Start with the people next to you and appreciate that we are multitudes.

  1. From https://moontowermeta.com/the-neil-young-gambit/ :

    Consistency

    The older I get the more forgiving I am of hypocrisy. It’s more like I recognize that it’s a matter of degree. Kind of like Eddie Izzard’s joke about perjury:

    “If you commit perjury I don’t care. Don’t give a shit. I don’t think you should because you grade murder. You have murder One. Murder Two. You realize that there can be a difference in the level of murder. So there must be a difference in the level of perjury. Perjury One is when you’re saying there’s no Holocaust when, you know, 10 million people have died in it, and Perjury Nine, is when you said you shagged someone and you didn’t.”

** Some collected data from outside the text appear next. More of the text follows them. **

Issue #102, opened 2026-06-11
Content-aware light/dark glass adaptation (iOS 26 behavior) for bars/surfaces


isenbj:
On iOS 26, Apple's Liquid Glass continuously evaluates the luminance of the content behind a glass surface and flips the glass between its light and dark variants as content scrolls beneath it. This keeps labels/icons legible no matter what passes under the glass.

liquid_glass_widgets doesn't currently have an equivalent. In our app, GlassSearchableBottomBar (premium quality) floats over a photo grid: the refraction correctly shows the photos through the bar, but the glass tint and label/icon colors are static. When a run of bright photos scrolls behind the bar, contrast drops and the tab labels get hard to read. Mostly fine on dark content; degrades on light content.

jfhair:
We hit exactly this in our app (premium `GlassSearchableBottomBar` over scrolling content) and ended up building a content-aware adapter that I think matches the iOS 26 behavior fairly closely. Happy to turn it into a PR if there's interest — sketching the approach first to get feedback on the shape.

**Decision logic — a contrast vote, not a luminance threshold.** We sample the bar's own rect, grid it into ~6 cells, and for each cell ask the actual question: "which glyph color reads better over this content — the light variant's dark icons, or the dark variant's light icons?" using WCAG contrast ratios (icon luma vs cell luma). Majority across cells picks the bar's `Brightness`; ties keep the current mode (sticky). Because dark glyphs hold contrast over light *and* medium content, the vote naturally keeps the bar light through the medium range and only flips when content is genuinely dark — which matches what Apple does and resists mode-flapping on mixed content like a photo grid.

**Two levers, like the App Store.** Apple darkens the bottom scrim *early* (medium content already pulls it down) but flips the *controls* late. So the adapter emits both: a discrete `Brightness` for the glass + icons, and a continuous 0→1 darkness we animate on a scrim. Deliberately different thresholds.

**Sampling cost.** Today we do a throttled (~180 ms), single-flight, heavily-downscaled async `toImage` of the content boundary and read only the bar band. That works, but for the package I think there's a better split: at premium quality `GlassEffect` already captures the backdrop every frame for refraction, so the luminance vote could piggyback on that existing capture at ~zero extra cost; the explicit sampler would only be needed for standard/minimal (the `BackdropFilter` path has no capture to reuse).

[...]

PR #103, opened 2026-06-12
Content-aware light/dark adaptation: GlassContentAwareScope + bar adaptiveBrightness (#102)

jfhair:
# Content-aware light/dark adaptation — `GlassContentAwareScope` + bar convenience flags

Implements the first iteration of #102, following the shape we agreed on there: the scope + the bar convenience flags. The premium `GlassEffect`-capture piggyback stays a fast-follow, as discussed — the scope sampler is the universal path and lands first.

## What this adds

```dart
GlassContentAwareScope(
  child: Scaffold(
    extendBody: true, // content scrolls underneath the bar
    body: GlassContentAwareContent(
      child: ListView(...),
    ),
    bottomNavigationBar: GlassBottomBar(
      adaptiveBrightness: true,
      onBrightnessChanged: (b) => /* flip your own icon colors */,
      ...
    ),
  ),
)
```

- **`GlassContentAwareScope`** wraps the screen and owns the sampling engine. It captures the content **once** per sample (throttled, heavily downscaled async `toImage` of the content boundary) and serves every registered control from that one image — N controls share 1 capture, and each control evaluates *its own rect* with its own grid, so a small control over a dark photo can flip dark while a wide bar over mixed content stays light, like iOS.
- **`GlassContentAwareContent`** marks the sampled region (a `RepaintBoundary` around the scrolling content). Controls stay outside it, so the capture sees the content *behind* them rather than their own rendering.
- **`GlassContentAwareBrightness`** is the per-control consumer — the bars use it internally, and custom glass controls can wrap themselves in it directly (`builder` receives the committed `Brightness` plus the animated `darkAmount`).
- **`adaptiveBrightness: true`** on `GlassBottomBar` / `GlassSearchableBottomBar` auto-swaps the `GlassTheme.of(context)` light/dark variants (settings, glow palette, radii) and the Cupertino label-derived icon/label colors, with an **`onBrightnessChanged`** callback for everything the package can't see.
- **`brightnessOverride: ValueListenable<Brightness>`** bypasses the sampler entirely — the PlatformView escape hatch from #94 (e.g. key it off the active map style).

## Decision logic — a contrast vote, not a luminance threshold

Each control's rect is gridded (6×1 for bars); every cell votes for whichever glyph color reads better over the cell's average content — the light variant's dark glyphs vs the dark variant's light glyphs — using WCAG contrast ratios. Because dark glyphs hold contrast over light *and* medium content, the vote keeps controls light through the medium range and only flips when content is genuinely dark, which matches the native behavior and resists mode-flapping on mixed content like photo grids. Unpainted pixels are evaluated as a configurable `backgroundColor` so transparent scaffolds vote as what the user actually sees.

**Two levers, like the App Store — this PR ships the first.** The verdict here is the discrete lever (glass + glyphs, flips late). For the transition itself, `GlassContentAwareBrightness.builder` exposes `darkAmount` — the animated 0→1 fade position — so apps can fade their own elements in lockstep with a flip. The *independent* continuous lever from the issue thread (a scrim-darkness axis driven by mean content luminance with earlier cutoffs, so a bottom scrim darkens over medium content while the controls stay light) is deliberately **not** in this iteration: it wants a content-luminance output on the scope (the engine already averages cell luminance for the vote — it just isn't exposed), and the natural consumer is `GlassScrollEdgeEffect`, the surface `GlassScaffold` already renders under the bars. Scrim band registered as its own client + exposed luminance + an adaptive mode on the edge effect = the full App Store behavior, entirely within existing package surfaces — so it slots cleanly into the fast-follow alongside the premium `GlassEffect`-capture piggyback. Apps that already render their own scrim can keep driving it from their own signal in the meantime.

## Flap prevention, animation, throttling — per your review notes

- **Sticky ties + dual-threshold hysteresis.** A tied or sub-threshold vote keeps the current appearance, and the two directions use separate cutoffs (`lightToDarkThreshold` / `darkToLightThreshold`, vote fractions in `[0.5, 1.0]`, default 0.6), so content sitting right at the contrast boundary cannot oscillate.
- **Animated flips.** Verdict changes cross-fade over `flipDuration` / `flipCurve` (default 200 ms ease-in-out, matching the iOS 26 transition). Continuous theme values lerp throughout via the new `GlassThemeVariant.lerp` (null-aware: partial-override fields that exist on only one side switch at the fade midpoint instead of flashing through zero); the discrete residue (light-mode shadow gating, dynamic-color resolution in user content) flips at the midpoint, where the blend hides it.
- **Scroll-aware throttle.** A `ScrollNotification` listener in the scope starts a periodic sampler (`sampleInterval`, default 180 ms) on scroll start and stops it on scroll end with one trailing sample for the settled state; `ScrollMetricsNotification` covers idle content changes. An idle screen samples zero times. Captures are single-flight and downscaled to ~16 px per grid cell, so a readback is a few KB regardless of screen size.
- **Naming** — `GlassContentAwareScope`, steering clear of the existing `GlassAdaptiveScope` (quality degradation).

## Compatibility

Defaults are inert: `adaptiveBrightness: false` with no override mounts none of the adaptive machinery, and the bars' classic color resolution is byte-for-byte the historical behavior. Explicit `selectedIconColor` / `unselectedIconColor` still override everything.

## Verification

- `flutter analyze` clean.
- Full CI-equivalent suite (excl. golden/renderer): **1907 tests passing**, including 58 new ones — verdict math units (vote, ties, hysteresis, transparency substitution), the real capture pipeline end-to-end over dark/light/medium/mixed content, the cross-fade + override layers, the scroll-driven sampler lifecycle, registration/teardown edge cases, and both bars' integration (probes inside the bar subtree verify the `MediaQuery`/`CupertinoTheme` swap actually reaches the internals).
- New lib code is at 100 % line coverage locally (`lcov`); golden/renderer failure set on a macOS host verified byte-identical to `main`.
- The approach itself is the productization of the adapter we've been running in production in our app (the App Store-style screens from the #102 thread) — validated on-device in both modes with no measurable jank at scroll-time sample rates.
- This exact implementation was also exercised on-device before submitting (iPhone 16 Pro Max, premium tier, ported into our app's glass test harness over panning/zooming map content): verdict flips in both directions through the real capture pipeline, the ~200 ms cross-fade reads correctly (caught mid-lerp on screen), medium-luminance content stays in the light appearance under continuous interaction-driven sampling, and the session log shows zero exceptions.
- The profile-mode leg of that pass caught a release-only bug that no debug-mode test can see: the sampler's mid-paint guard read `debugNeedsPaint`, whose backing value is only assigned inside an assert — in profile/release it throws on read, and the defensive catch swallowed it, silently disabling the sampler. The guard now lives behind an assert closure (release builds sample post-frame, where the boundary is always clean) with a regression test documenting why it must stay that way.

Happy to adjust naming/defaults wherever you'd like — and the `GlassEffect` capture piggyback for premium is queued as the fast-follow.

### DIFF
--- a/lib/liquid_glass_widgets.dart
+++ b/lib/liquid_glass_widgets.dart
@@ -41,6 +41,7 @@ export 'widgets/shared/adaptive_liquid_glass_layer.dart';
 export 'widgets/shared/glass_accessibility_scope.dart'; // GlassAccessibilityScope + GlassAccessibilityData
 export 'widgets/shared/glass_adaptive_scope.dart'; // GlassAdaptiveScope + GlassAdaptiveScopeData + GlassAdaptiveDiagnostic
 export 'widgets/shared/glass_backdrop_scope.dart'; // GlassBackdropScope — per-screen backdrop isolation
+export 'widgets/shared/glass_content_aware_scope.dart'; // GlassContentAwareScope + GlassContentAwareContent + GlassContentAwareBrightness
 export 'widgets/shared/glass_page.dart' show GlassPage, GlassStatusBarStyle;
 export 'widgets/shared/glass_motion_scope.dart';
 export 'widgets/shared/glass_scroll_edge_effect.dart';
--- a/lib/theme/glass_theme_data.dart
+++ b/lib/theme/glass_theme_data.dart
@@ -1,3 +1,5 @@
+import 'dart:ui' show lerpDouble;
+
 import 'package:flutter/material.dart';
 import '../src/renderer/liquid_glass_renderer.dart';
 import 'glass_interaction_settings.dart';
@@ -96,6 +98,45 @@ class GlassGlowColors {
       glowSpreadRadius: glowSpreadRadius ?? this.glowSpreadRadius,
       glowOpacity: glowOpacity ?? this.glowOpacity,
     );
+  }
+
+  /// Linearly interpolates between two glow palettes.
+  ///
+  /// Color fields that are non-null on both sides interpolate smoothly via
+  /// [Color.lerp]; a field that is null on either side switches discretely at
+  /// the midpoint, because `null` means "resolve a brightness-aware default
+  /// at runtime" (see [GlassThemeData.glowColorsFor]) — fading through
+  /// transparent would misrepresent that. The appearance scalars
+  /// ([glowBlurRadius], [glowSpreadRadius], [glowOpacity]) always
+  /// interpolate smoothly.
+  ///
+  /// Returns null when both [a] and [b] are null. Used by
+  /// [GlassThemeVariant.lerp] to cross-fade between light and dark theme
+  /// variants during content-aware brightness flips.
+  static GlassGlowColors? lerp(
+    GlassGlowColors? a,
+    GlassGlowColors? b,
+    double t,
+  ) {
+    if (identical(a, b)) return a;
+    if (a == null || b == null) return t < 0.5 ? a : b;
+    return GlassGlowColors(
+      primary: _lerpColorField(a.primary, b.primary, t),
+      secondary: _lerpColorField(a.secondary, b.secondary, t),
+      success: _lerpColorField(a.success, b.success, t),
+      warning: _lerpColorField(a.warning, b.warning, t),
+      danger: _lerpColorField(a.danger, b.danger, t),
+      info: _lerpColorField(a.info, b.info, t),
+      glowBlurRadius: lerpDouble(a.glowBlurRadius, b.glowBlurRadius, t)!,
+      glowSpreadRadius:
+          lerpDouble(a.glowSpreadRadius, b.glowSpreadRadius, t)!,
+      glowOpacity: lerpDouble(a.glowOpacity, b.glowOpacity, t)!,
+    );
+  }
+
+  static Color? _lerpColorField(Color? a, Color? b, double t) {
+    if (a != null && b != null) return Color.lerp(a, b, t);
+    return t < 0.5 ? a : b;
   }
 
   /// Fallback glow colors with sensible defaults.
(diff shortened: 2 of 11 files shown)


sdegenaar:
Hey @jfhair,
Merging this in — really great work!!. This is exactly the shape we discussed in #102. The scope-per-screen model with N controls off one capture, WCAG contrast vote instead of a raw luminance threshold, the hysteresis for flap prevention — all spot on. 58 tests with 100% line coverage on new code, well done.

Few things we'll sort on our side:

- There's a pre-existing bug on main where GlassThemeVariant.== and hashCode are missing borderRadius — nothing you did, your lerp just surfaced it. We'll fix that straight away.
- Will tidy the bare catch in _sample() to log in debug mode and clean up a redundant setState — minor stuff.

Keen for the fast-follow — the scrim-band luminance lever and the GlassEffect-capture piggyback. The engine's already got the bones for it. Great foundation.

Cheers

sdegenaar:
FYI merged and shipped as 0.16.0 — now live on pub.dev

Again great work on this @jfhair. I built on your engine with a couple of additions:

GlassScaffold.contentAwareBrightness — the scaffold now handles all the scope/content wiring internally. Users get a one-flag opt-in instead of manually assembling three widgets:

```dart
GlassScaffold(
  contentAwareBrightness: true,
  bottomBar: GlassBottomBar(
    adaptiveBrightness: true,
    ...
  ),
  body: CustomScrollView(...),
)
```

The standalone widgets (GlassContentAwareScope, GlassContentAwareContent) remain available for custom layouts.

Dedicated demo — content_aware_brightness_demo.dart in the Examples tab. Alternating light/dark content bands that force visible bar flips during scrolling. Run it with:

cd example && flutter run -t lib/demos/content_aware_brightness_demo.dart

Feel free to modify, add to this demo as you see fit as a good showcase and visual test harness.

Also fixed a couple of polish items along the way (borderRadius in ==/hashCode, debug error reporting in _sample(), redundant setState in the brightness consumer). All documented in the [changelog](https://github.com/sdegenaar/liquid_glass_widgets/blob/main/CHANGELOG.md#0160).

Really appreciate this addition and your contribution with this!!!!! 

Cheers

jfhair:
Hey @sdegenaar, a design check before we finalize the fast-follow...

We're making good progress on the scrim-luminance lever and have a couple more pieces staged, but as we go to consolidate the bits we've built as app-side one-offs and decide what's worth upstreaming, two questions came up that shape the plan — and whether a couple of our queued PRs are even the right approach. We're holding them until we hear from you.

**1. Achromatic tint: flat vs see-through.** `applyGlassColor` sends low-chroma (white/grey/black) tints down the flat/direct-mix path so white glass frosts toward white. We're replicating Apple's glass — only ever light/dark, always see-through — so a near-neutral tint on the flat path reads as a flat slab for us. We've been carrying a local pin (`chromaWeight = 1.0`) to force the luminosity path, and we get the white-frost look from `whitenStrength` instead.

Now that `whitenStrength` exists: would you prefer defaulting achromatic tints to the luminosity (see-through) path, or would you rather expose a small flag for it? We have a PR staged that adds an explicit `GlassTintBlend` (auto/luminosity/flat) enum — but if you'd rather flip the default (or consider the flat-achromatic path legacy), that's simpler than new API and we'd shelve the PR. Is there a look you rely on where achromatic→flat is intended?

**2. A standard control scrim/backer.** Controls floating over busy or low-contrast backdrops — and especially over a PlatformView where the capture shader can't run at all — need an opacity layer behind them to stay legible. We keep hand-rolling per-screen "backers" (a shape-matched scrim under the pill, light in light mode / dark in dark). Would you be open to a built-in scrim/backer on the glass controls (light/dark + strength)? It's the one piece that works everywhere including over PlatformViews, and we suspect it's something a lot of apps re-build.

No rush, but your read decides our wrap-up (and which staged PRs we send vs shelve). Thanks as always!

    So let’s suppose Neil Young’s protest is part-earnest and part virtue-signaling. Pretend there’s something oblique to gain..he’s trying to impress a girl, I don’t know. The conservative media will love to overplay the “virtue-signaling is evil” hand, in the process, inching us ever closer to only-sociopaths-talk-about-the-good-things-they-do equilibrium. We’ll all be worse off because “stories of virtue are actually evil” prophesy is literally self-fulfilled in that world.

    Sometimes announcing charity or moral good is bad, but it’s probably mostly good. When people cry about virtue-signaling everywhere I get suspicious. It’s like they make “imperfect be the enemy of the good” when it suits them and they tolerate the misuse of a tool when it’s convenient to their overall stance. If a hunting rifle is used to kill an innocent person or a vehicle is used to run someone over, we don’t throw the baby out with the bathwater.

    The standard of being ethically pure and consistent is beyond any of us. But applying the standard selectively is a dishonest arguing maneuver very similar to what’s known as an “isolated demand for rigor”.

    Just as Izzard feels about perjury, I feel about hypocrisy. If you hunt for inconsistencies you’ll always find them. A full picture is opaque to outsiders. Norms change. People change. Don’t equate a first-degree hypocrite with a veterinarian that eats chicken.